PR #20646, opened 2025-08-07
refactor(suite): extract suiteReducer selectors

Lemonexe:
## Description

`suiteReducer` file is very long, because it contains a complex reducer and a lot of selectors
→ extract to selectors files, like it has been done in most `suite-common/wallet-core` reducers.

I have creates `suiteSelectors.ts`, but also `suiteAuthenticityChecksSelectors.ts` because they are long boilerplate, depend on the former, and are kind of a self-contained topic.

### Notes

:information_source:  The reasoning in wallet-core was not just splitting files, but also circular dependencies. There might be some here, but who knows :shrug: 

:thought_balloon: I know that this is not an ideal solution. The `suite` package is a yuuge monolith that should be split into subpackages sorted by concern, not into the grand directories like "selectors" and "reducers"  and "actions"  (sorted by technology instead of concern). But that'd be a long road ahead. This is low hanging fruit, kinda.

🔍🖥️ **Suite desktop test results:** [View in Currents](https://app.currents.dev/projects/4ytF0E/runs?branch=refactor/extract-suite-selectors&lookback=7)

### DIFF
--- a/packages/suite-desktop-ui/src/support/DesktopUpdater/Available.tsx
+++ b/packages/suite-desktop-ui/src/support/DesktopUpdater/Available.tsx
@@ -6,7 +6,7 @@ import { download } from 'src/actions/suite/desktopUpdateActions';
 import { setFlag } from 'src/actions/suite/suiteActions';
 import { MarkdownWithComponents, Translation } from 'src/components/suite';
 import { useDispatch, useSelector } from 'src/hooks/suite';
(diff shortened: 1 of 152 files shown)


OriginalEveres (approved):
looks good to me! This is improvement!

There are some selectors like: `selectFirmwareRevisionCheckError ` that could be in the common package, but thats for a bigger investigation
+---+
PROBLEM DESCRIPTION: Select every line in the records above that contains the word "refactor".

TASK RESULT:
refactor(suite): extract suiteReducer selectors
🔍🖥️ **Suite desktop test results:** [View in Currents](https://app.currents.dev/projects/4ytF0E/runs?branch=refactor/extract-suite-selectors&lookback=7)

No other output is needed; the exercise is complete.